Synthesis of a water-stable fluorescence CsPbBr3 perovskite by dual-supersaturated recrystallization method and tuning the fluorescence spectrum for selective detection of folic acid

As an excellent fluorescent material, cesium lead halide perovskite nanocrystals (PNCs) is rarely used for analytical purposes because the PNCs are unstable in polar solvents, especially water. Developing a new synthesis method to prepare water-stable PNCs makes it promising for the detection of analytes in aqueous solutions. Herein, by using the solubility difference of the precursors in different solvents, we successfully synthesized water-stable CsPbBr3 PNCs by a dual-supersaturated recrystallization method at room temperature.

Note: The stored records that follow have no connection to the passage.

PR #730, opened 2018-04-15
Feature: initialise `Connection` without opening a connection and open function exposed

joshstevens19:
Hi guys, love the library just starting integrating with it the create full blown node package for SQL server. You probably will see me expanding on this library a lot. 

The feature i have put in is the ability to create a `Connection` instance without creating a connection straight away. I know there is times when i may want to create the connection instance but not open the connection until i physically have too. I think we should allow people to make that judgement in when there database connection is going to be opened. This ability gives flexibility for people who want to do both.

I wanted this because my library is going to work similar theme of c# `system.data` where you have to physically open the connection when you want too. I made it a optional parameter with default true so it will not break anything for anyone. 

I also want to add an `open` method to your types library (if you have one).

Thanks guys!
Josh

PR #1069, opened 2020-03-15
Deprecate automatically opening a connection when building a `Connection` instance

arthurschreiber:
In https://github.com/tediousjs/tedious/pull/730, the ability to build a new `Connection` object without immediately opening the actual connection to the server was requested.

I think this requested behavior should actually be the **default**. This is also how `net.Socket` in NodeJS works - calling `new net.Socket` won't actually open a connection to the remove server, unless the `.connect` method is called on the returned socket object. The `net` module also provides a module level `.connect` convenience method that creates and returns a new `Socket` instance and calls `.connect` on it.

This pull request adds a similar method on the `tedious` module, that creates a new `Connection`, calls `.connect` on it and returns the created connection object.

Calling `new Connection` without immediately calling `.connect` on it will emit a new deprecation warning, but will automatically call `.connect` to emulate the existing behavior. This existing behavior will be removed in the future, and not calling `.connect` will cause the connection to never be opened.

Fixes: https://github.com/tediousjs/tedious/pull/730

### DIFF
--- a/src/connection.ts
+++ b/src/connection.ts
@@ -204,7 +204,7 @@ interface State {
   };
 }
 
-interface ConnectionConfiguration {
+export interface ConnectionConfiguration {
   server: string;
   options?: ConnectionOptions;
   authentication?: {
@@ -290,6 +290,7 @@ class Connection extends EventEmitter {
   ntlmpacketBuffer: undefined | Buffer;
 
   STATE!: {
+    INITIALIZED: State;
     CONNECTING: State;
     SENT_PRELOGIN: State;
     REROUTING: State;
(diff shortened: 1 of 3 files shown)


src/connection.ts
```diff
@@ -979,6 +980,26 @@ class Connection extends EventEmitter {
...
+      if (this.state === this.STATE.INITIALIZED) {
+        const message = 'In the next major version of `tedious`, creating a new ' +
+          '`Connection` instance will no longer establish a connection to the ' +
+          'server automatically. Please use the new `connect` helper function or ' +
+          'call the `.connect` method on the newly created `Connection` object to ' +
+          'silence this message.';
+        deprecate(message);
+        this.connect();
+      }
+    });
```
arthurschreiber: This is a neat "trick" - if `new Connection()` is called without a call to `.connect` in the same event loop tick, `.connect` will be called automatically, but there will also be a deprecation message emitted. This ensures existing code continues working as-is.

The deprecation message can easily be silenced by calling `.connect` right after calling `new Connection()`, allowing users to migrate their code to the new API before upgrading to the next major version.

src/connection.ts
```diff
@@ -979,17 +980,59 @@ class Connection extends EventEmitter {
...
+  }
+
+  connect(connectListener?: (err?: Error) => void) {
+    if (this.state !== this.STATE.INITIALIZED) {
+      throw new ConnectionError('`.connect` can not be called on a Connection in `' + this.state.name + '` state.');
+    }
```
arthurschreiber: This is something I'm not 100% sure about. `net.Socket` allows calling `.connect` multiple times (for whatever reason 🤷‍♂).

I'd argue that calling `.connect` more than once is a programmer error, and thus throwing an exception is the correct way to handle this.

We also found that the fluorescence of the as-prepared CsPbBr3 PNCs could be quenched by some small organic molecules, such as folic acid (FA) and dopamine (DA). By using a chloride-induced anion exchange reaction method, the fluorescence emission peak of the CsPbBr3 PNCs could be tuned from 518 to 418 nm and the emission color changed from green to blue. The blue emission chloride-exchanged PNCs have a good selectivity for only FA and a good linear relationship is established between the fluorescence quenching rate of the PNCs and concentration of FA from 10.0 to 140.0 mu M, with a limit of detection (LOD) of 0.9 mu M. This work expanded the applications of PNCs in the field of analytical chemistry and also proposed a new strategy for improving selectivity by tuning the emission spectrum of a fluorescent probe.